PR #19, opened 2026-05-17
fix(QueryStoreChartBuilder): access querystore-api reflectively, drop Maven dep

pmanko:
`QueryStoreChartBuilder` imports `org.openmrs.module.querystore.api.QueryStoreService` and `org.openmrs.module.querystore.model.QueryDocument` directly, with a corresponding `querystore-api:1.0.0-SNAPSHOT` compile-time dependency in `api/pom.xml`. querystore is a SNAPSHOT-only sibling module not published to `mavenrepo.openmrs.org`, so this dependency makes chartsearchai unbuildable for anyone who doesn't have querystore-api in their local Maven repo. The repo's own GitHub Actions CI has been failing on every main-branch run since 0215d81 introduced the dep on 2026-05-15.

Refactor resolves both classes via `Class.forName` + reflective `Method.invoke`, and removes the querystore-api dependency from `api/pom.xml`. The existing graceful-degradation path (return empty chart) already handled `APIException` and `LinkageError` when querystore wasn't installed at runtime; this just adds `ClassNotFoundException` to the same handler. When querystore IS installed, reflection finds the service and the search path runs identically to the direct-typed code.

The reflective accessor lookup is grouped in a small `QueryDocumentAccess` holder for readability; the public surface of `QueryStoreChartBuilder.build(Patient, String)` is unchanged.

Verified: `api` + `omod` build standalone with no `querystore-api` in the local Maven repo; chartsearchai module starts and serves `/search/stream` against a real patient with querystore-api intentionally absent from the runtime classpath.

### DIFF
--- a/api/pom.xml
+++ b/api/pom.xml
@@ -52,12 +52,11 @@
 			<version>8.11.2</version>
 			<scope>provided</scope>
 		</dependency>
-		<dependency>
-			<groupId>org.openmrs.module</groupId>
-			<artifactId>querystore-api</artifactId>
-			<version>1.0.0-SNAPSHOT</version>
-			<scope>provided</scope>
-		</dependency>
+		<!-- querystore-api is accessed reflectively in QueryStoreChartBuilder so
+		     chartsearchai compiles and starts without it. When the querystore
+		     omod is installed at runtime, reflection finds the service. When
+		     it's not, the chart-build falls back to an empty result, same as
+		     a search returning zero hits. -->
 		<dependency>
 			<groupId>org.openmrs.api</groupId>
 			<artifactId>openmrs-api</artifactId>
--- a/api/src/main/java/org/openmrs/module/chartsearchai/api/impl/QueryStoreChartBuilder.java
+++ b/api/src/main/java/org/openmrs/module/chartsearchai/api/impl/QueryStoreChartBuilder.java
@@ -9,6 +9,8 @@
  */
 package org.openmrs.module.chartsearchai.api.impl;
 
+import java.lang.reflect.Method;
+import java.time.LocalDate;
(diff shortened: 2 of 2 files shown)


dkayiwa:
Both problems this solves got solved the opposite way since May, so I am closing it.

The build problem is gone. querystore-api 1.0.0-SNAPSHOT is published on mavenrepo.openmrs.org (the snapshot metadata shows build 74, lastUpdated 2026-07-14), and main's CI is green with the typed provided-scope dependency still in api/pom.xml (lines 26-31 at 5223f92).

Runtime optionality was explicitly rejected rather than implemented. Since 41efea3 (#56, implementing #51), config.xml declares querystore as a required module, so the module manager guarantees it is present before chartsearchai starts; there is no supported querystore-absent runtime state to degrade into.

With that premise gone, porting the reflection forward would be a net loss on what is now our only retrieval path. QueryStoreChartBuilder today imports three querystore types (QueryStoreService, QueryDocument, and QueryStoreConstants for the obs-group metadata fields used at lines 274-275) and calls getPatientChart plus metadata accessors, a wider surface than the four getters wrapped here. Reflection would convert any API drift between the two modules from a compile error into runtime empty-chart degradation, which is silent, and exactly the kind of failure nobody notices until a clinician gets an empty answer.

The branch also conflicts with main; the file was rewritten around getPatientChart and buildFocused since this was cut. Thanks for the clean, small diff. This one was simply overtaken by the direction change.

pmanko:
Closing. #157 keeps the typed querystore-api dependency and consumes it directly; the reflective access was deliberately reverted in favour of the typed bridge, and the paired build in #157's CI exists to prove that pinned source combination. Not carried, by decision.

----------------------------------------

In the data above, find the line containing "With that premise", then copy it and every later line exactly.

EXERCISE OUTPUT:
With that premise gone, porting the reflection forward would be a net loss on what is now our only retrieval path. QueryStoreChartBuilder today imports three querystore types (QueryStoreService, QueryDocument, and QueryStoreConstants for the obs-group metadata fields used at lines 274-275) and calls getPatientChart plus metadata accessors, a wider surface than the four getters wrapped here. Reflection would convert any API drift between the two modules from a compile error into runtime empty-chart degradation, which is silent, and exactly the kind of failure nobody notices until a clinician gets an empty answer.

The branch also conflicts with main; the file was rewritten around getPatientChart and buildFocused since this was cut. Thanks for the clean, small diff. This one was simply overtaken by the direction change.

pmanko:
Closing. #157 keeps the typed querystore-api dependency and consumes it directly; the reflective access was deliberately reverted in favour of the typed bridge, and the paired build in #157's CI exists to prove that pinned source combination. Not carried, by decision.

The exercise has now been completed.